─── Available data
PR #3410, opened 2025-02-19
[dev-v5] Add FluentRatingDisplay component

AClerbois:
# Add FluentRatingDisplay component

RatingDisplay is used to communicate user sentiment. By default, it shows rating as filled stars out of 5, as well as a text displaying the average value and the aggregate number of ratings.

## Default implementation

image

## Count

You can specify the total number of ratings being displayed with the Count. 

image

## Compact Mode

image

## Change max count 

image

## Shape 

image

## Appearances 

`Size` and `Color`

image

# Documentation

- Best practices
- Default
- Value
- Count
- Compact
- Max
- Shape
- Appearances
- API FluentRatingDisplay

# Coverage & Testing

image


src/Core/Components/RatingDisplay/FluentRatingDisplay.razor.cs
```diff
@@ -0,0 +1,66 @@
...
+    /// </summary>
+    [Parameter]
+    public double? Count { get; set; }
+
+    /// <summary>
+    /// Gets or sets the max value of the rating.
+    /// This controls the number of rating items displayed. Must be a whole number greater than 1
+    /// </summary>
+    [Parameter]
+    public double? Max { get; set; }
```
vnbaaij, line 47: This is the number of 'elements' displayed, right? Should this not just be an integral whole number so `int` or even `byte`

src/Core/Components/RatingDisplay/FluentRatingDisplay.razor
```diff
@@ -0,0 +1,21 @@
+﻿@namespace Microsoft.FluentUI.AspNetCore.Components
+@using Microsoft.FluentUI.AspNetCore.Components.Extensions
+@inherits FluentComponentBase
+
+<fluent-rating-display id="@Id"
+                       class="@ClassValue"
+                       style="@StyleValue"
+                       count="@Count?.ToString("0.00", System.Globalization.CultureInfo.InvariantCulture)"
+                       compact="@Compact"
+                       max="@Max?.ToString("0.00", System.Globalization.CultureInfo.InvariantCulture)"
```
vnbaaij, line 10: See remark about type in the `.cs` file

src/Core/Components/RatingDisplay/FluentRatingDisplay.razor
```diff
@@ -0,0 +1,21 @@
...
+                       size="@Size.ToAttributeValue()"
+                       color="@Color.ToAttributeValue()"
+                       value="@Value?.ToString("0.00", System.Globalization.CultureInfo.InvariantCulture)"
```
vnbaaij, line 13: Can the web component handle the rounding? And will it then always be displayed in x.5 even if regional settings would use a ','

src/Core/Enums/RatingDisplayColor.cs
vnbaaij, line 1: The default value for the web component is 'marigold'. Think that needs to be the first value in the enum here then as well. So when people define a non-nullable variable of this type. the default value will be correct.

src/Core/Enums/RatingSize.cs
vnbaaij, line 1: The default value for the web component is 'medium'. Think that needs to be the first value in the enum here then as well. So when people define a non-nullable variable of this type. the default value will be correct.

vnbaaij (changes requested):

src/Core/Components/RatingDisplay/FluentRatingDisplay.razor
AClerbois: @vnbaaij It tested on my computer, if you use a comma, the value is not accepted and don't displayed.

```html
<fluent-rating-display value="3.5"></fluent-rating-display>
<br />
<fluent-rating-display value="3,5"></fluent-rating-display>
```
image

dvoituron (approved):

dvoituron (approved):

vnbaaij (approved):

PR #3414, opened 2025-02-20
[Menu] Add CheckedChanged EventCallback (fix 3390)

### LINKED ISSUE #3390: feat: Add two-way databinding for Checked on FluentMenuItems
# 🙋 Feature Request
──────
■ What you need to do: Copy the records above exactly.

■ Solution to the exercise:
PR #3410, opened 2025-02-19
[dev-v5] Add FluentRatingDisplay component

AClerbois:
# Add FluentRatingDisplay component

RatingDisplay is used to communicate user sentiment. By default, it shows rating as filled stars out of 5, as well as a text displaying the average value and the aggregate number of ratings.

## Default implementation

image

## Count

You can specify the total number of ratings being displayed with the Count. 

image

## Compact Mode

image

## Change max count 

image

## Shape 

image

## Appearances 

`Size` and `Color`

image

# Documentation

- Best practices
- Default
- Value
- Count
- Compact
- Max
- Shape
- Appearances
- API FluentRatingDisplay

# Coverage & Testing

image


src/Core/Components/RatingDisplay/FluentRatingDisplay.razor.cs
```diff
@@ -0,0 +1,66 @@
...
+    /// </summary>
+    [Parameter]
+    public double? Count { get; set; }
+
+    /// <summary>
+    /// Gets or sets the max value of the rating.
+    /// This controls the number of rating items displayed. Must be a whole number greater than 1
+    /// </summary>
+    [Parameter]
+    public double? Max { get; set; }
```
vnbaaij, line 47: This is the number of 'elements' displayed, right? Should this not just be an integral whole number so `int` or even `byte`

src/Core/Components/RatingDisplay/FluentRatingDisplay.razor
```diff
@@ -0,0 +1,21 @@
+﻿@namespace Microsoft.FluentUI.AspNetCore.Components
+@using Microsoft.FluentUI.AspNetCore.Components.Extensions
+@inherits FluentComponentBase
+
+<fluent-rating-display id="@Id"
+                       class="@ClassValue"
+                       style="@StyleValue"
+                       count="@Count?.ToString("0.00", System.Globalization.CultureInfo.InvariantCulture)"
+                       compact="@Compact"
+                       max="@Max?.ToString("0.00", System.Globalization.CultureInfo.InvariantCulture)"
```
vnbaaij, line 10: See remark about type in the `.cs` file

src/Core/Components/RatingDisplay/FluentRatingDisplay.razor
```diff
@@ -0,0 +1,21 @@
...
+                       size="@Size.ToAttributeValue()"
+                       color="@Color.ToAttributeValue()"
+                       value="@Value?.ToString("0.00", System.Globalization.CultureInfo.InvariantCulture)"
```
vnbaaij, line 13: Can the web component handle the rounding? And will it then always be displayed in x.5 even if regional settings would use a ','

src/Core/Enums/RatingDisplayColor.cs
vnbaaij, line 1: The default value for the web component is 'marigold'. Think that needs to be the first value in the enum here then as well. So when people define a non-nullable variable of this type. the default value will be correct.

src/Core/Enums/RatingSize.cs
vnbaaij, line 1: The default value for the web component is 'medium'. Think that needs to be the first value in the enum here then as well. So when people define a non-nullable variable of this type. the default value will be correct.

vnbaaij (changes requested):

src/Core/Components/RatingDisplay/FluentRatingDisplay.razor
AClerbois: @vnbaaij It tested on my computer, if you use a comma, the value is not accepted and don't displayed.

```html
<fluent-rating-display value="3.5"></fluent-rating-display>
<br />
<fluent-rating-display value="3,5"></fluent-rating-display>
```
image

dvoituron (approved):

dvoituron (approved):

vnbaaij (approved):

PR #3414, opened 2025-02-20
[Menu] Add CheckedChanged EventCallback (fix 3390)

### LINKED ISSUE #3390: feat: Add two-way databinding for Checked on FluentMenuItems
# 🙋 Feature Request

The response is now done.